More recently, part of O'Connell Street in North Adelaide was resurfaced:

and a close up:

Again, no change whatsoever to the road layout. I wondered how long it has been since that road was last resurfaced and so I asked by making a Freedom of Information request.

I spoke to a very helpful fellow at the council. He explained that the asset life is generally estimated to be around 25 years. However, it quite often ends up being shorter than that. The stretch of O’Connell Street that was just resurfaced was last done 15 years ago. That is no uncommon. For example, the council is finding that Grenfell Street is wearing out more quickly since the bus lanes opened. That seems to me to be a good thing. It shows that the buses are now able to travel along that stretch of road at a decent speed instead of crawling along stuck behind a line of traffic as they used to be. The drawback of course is that the road wears out more quickly.

Another thing that determines the life of the road is its foundation. On busy roads, you need a decent 50cm foundation. Where you start seeing potholes, like there are on Jeffcott Street at the moment, that is often because the foundation is a bit inadequate for the level of traffic that the road is experiencing.

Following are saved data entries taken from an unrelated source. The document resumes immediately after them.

PR #1410, opened 2017-11-03
crowbar: Fix skip_unready_nodes' for unready nodes

vuntz:
We also need to take into account the heartbeat as nodes that were not
probably shut down will still have the state "ready".Therefore we should
not look at the raw state attribute, but we should use the method that
interprets that raw state attribute.


susecloudcommitpolice:
<table>
  <thead>
    <tr>
      <th width="50"></th>
          1 Warning
      </th>
     </tr>
  </thead>
  <tbody>
    <tr>
      <td>:warning:</td>
f4bc8ed5565f684d252e7e3da5cc43af9c4bbf46</td>
    </tr>
  </tbody>
</table>

</p>

PR #1414, opened 2017-11-06
[POC] conduit_resolver: make the framework file a link

Itxaka:
NOT FOR MERGE. I jsut want to see the implications of doing this and if its viable or it breaks stuff. It probably does.

Instead of the chef file for conduit being a link to the
crowbar_framework file, reverse it so when dealing with chef tools that
cant deal with links, those tools work


Itxaka:
not moving forward

PR #1598, opened 2018-06-02
upgrade: Unblock upgrade status API in Cloud8

skazi0:
After finished 7->8 upgrade, cloud API is disabled. One exception is
upgrade status API which should still be available to let users query
status of finished upgrade (i.e. after upgrade was completed).

### DIFF
--- a/crowbar_framework/app/controllers/api/upgrade_controller.rb
+++ b/crowbar_framework/app/controllers/api/upgrade_controller.rb
@@ -16,7 +16,7 @@
 
 class Api::UpgradeController < ApiController
   # disable upgrade API until upgrade to next version is implemented
-  before_action do
+  before_action(except: :show) do
     # skip filter if we're in the middle of upgrade from previos version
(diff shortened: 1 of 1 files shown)


jack-likes-to-code:
I don't know Ruby to fully understand what's going on here, but Julie will try patching it into our system after the admin node upgrade and see how it goes.

skazi0:
@jack-likes-to-code the code is tricky indeed. It passes `except` parameter to `before_action` to say that the action should not be executed before `show()` which translates to simple GET to the `/api/upgrade` endpoint. Pure rails/ruby magic :o)

jsuchome:
Do we need a backport?

jack-likes-to-code:
Forgot to mention that I tried this change out and it indeed worked for me.  No more strange backend message.  Thanks for the fix @skazi0 !

skazi0:
I don't think we need a backport for this. The original filter was reverted on cloud7 side. It should only exist in the latest version.

PR #1601, opened 2018-06-11
upgrade: Fix file layout for rails' autoloading (bsc#1096759)

rhafer:
- Removed error.rb to remove the apparently unneeded use of ruby's
  autoload module for the various upgrade exceptions
- Move the UpgradeError class to its own file in a location where
  rails autoloading will actually find it.


rhafer:
> Do we need a backport?

Good question. Still need to check if this is also present with the Cloud7/SP2 code.

rhafer:
stable/4.0 doesn't seem to be directly affected, but I think it's better to backport this anyway.

PR #1603, opened 2018-06-12
upgrade: Check input is a valid node for nodes

s-t-e-v-e-n-k:
The else clause for upgrade nodes assumes input is valid, and if it
isn't, returns an unhelpful message about how controller nodes need to
be upgraded first. Validate the input to provide a helpful error.

### DIFF
--- a/crowbar_framework/app/controllers/api/upgrade_controller.rb
+++ b/crowbar_framework/app/controllers/api/upgrade_controller.rb
@@ -183,6 +183,12 @@ class Api::UpgradeController < ApiController
           ::Crowbar::UpgradeStatus.new.start_step(:nodes)
         end
       else
+        # At this point params[:component] should be a node, if it is not,
+        # raise an error.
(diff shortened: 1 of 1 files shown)


jsuchome:
@s-t-e-v-e-n-k are you sure you have the latest changes? Current code looks different...

s-t-e-v-e-n-k:
@jsuchome I think you're looking at your unmerged PR that reflows that method, not master.

jsuchome:
I don't think so. This code is in master already:

https://github.com/crowbar/crowbar-core/blob/master/crowbar_framework/app/controllers/api/upgrade_controller.rb#L156

s-t-e-v-e-n-k:
@jsuchome I see you're right. However, it rebases without issue, which I'll push up after I've tested my changes for hounds whining.

rsalevsky:
Can you please create the backport?

PR #1607, opened 2018-06-13
upgrade: Adapt the rabbitmq client's config after rabbitmq setup change

jsuchome:
If rabbitmq is using DRBD in SOC7, it's switched to the clustered
setup automatically.
We need to update some configuration files on the nodes temporarily,
so that nova API works when doing live-migration (that is, before the
compute node is fully upgraded).

### DIFF
--- a/chef/cookbooks/crowbar/recipes/prepare-upgrade-scripts.rb
+++ b/chef/cookbooks/crowbar/recipes/prepare-upgrade-scripts.rb
@@ -130,6 +130,11 @@ end
 
 swift_storage = roles.include? "swift-storage"
 
+rabbitmq_server = search(:node, "run_list_map:rabbitmq-server").first
+# original DRBD setup is switched to cluster one in prepare_nodes_for_os_upgrade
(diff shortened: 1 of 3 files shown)


susecloudcommitpolice:
<table>
  <thead>
    <tr>
      <th width="50"></th>
          1 Warning
      </th>
     </tr>
  </thead>
  <tbody>
    <tr>
      <td>:warning:</td>
    </tr>
  </tbody>
</table>

</p>

skazi0:
@jsuchome shouldn't it also update the proposal? what will happen when chef-client is run after the upgrade?

jsuchome:
@skazi0 that's already done https://github.com/crowbar/crowbar-core/pull/1557

skazi0:
@jsuchome wouldn't those client configs be updated by chef-run too?

jsuchome:
Of course - chef-client is run after the node is upgraded. 

But live migration of nova instances happens after upgrading the control plane, but before upgrading the compute nodes.

skazi0:
ah, true, forgot about this (again)...

jsuchome:
This does not seem to be needed after all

A quick but important aside: different levels of government are responsible for different roads. The vast bulk of our roads are in fact council run and maintained. It is only really main arterial roads that are the responsibility of the State Government. This map shows which ones

You can see that Adelaide City Council is responsible for everything inside the ring road. That includes very busy roads like North, South and West Terrace, the café strips, Grenfell Street with its bus lanes and everything in between. The paltry amount that motorists pay for registration (not to be confused with compulsory third party insurance which is the bulk of the payment) does not go towards any of those roads. It is all paid for by local residents and business paying their rates. All those many motorists who come into (and through) the city do not pay for the roads through registration and petrol tax. Someone else pays. Granted, the city workers indirectly contribute by supporting the businesses that own the buildings for which rates are paid but it is far from a user pays system. Those motorists who simply pass through do not contribute at all.

Rates provide less than 50 percent of the revenue of the Council, with other revenue gained from fees & charges (including parking fees that are the subject of so many complaints), external funding, borrowings and commercial operations.

The Federal Government has its ‘Roads to Recovery’ program which provides road funding to local councils but it is funding that must be applied for. It does not come automatically. I was told Adelaide City Council receives $850,000 a year. It is not a great deal. Roads are very expensive.

With such limited funding sources it is perhaps not surprising that it takes a while for holes to be fixed and roads to be upgraded.

Getting back to my point, 15 years is not that long ago. Titanic won the Oscar for best picture, Microsoft released Windows 98, Google was founded and season 4 of Friends was broadcast. However in other respects it is a very long time. 15 years ago, most of today's children were not alive. It is topical because of what this recently posted video shows:

A whole bunch of children in the last 15 years have been denied independent mobility. That is a whole generation.

There is no excuse for such a crap and undemocratic system. The frequency of road maintenance shows that genuine upgrades could easily be part of that budget. And there is no excuse for crapness either. Bus lanes, well designed intersections, roads and neighbourhoods that stop rat-running and quality cycling infrastructure are all part of the same road transport system. They should all be paid for out of the same budget.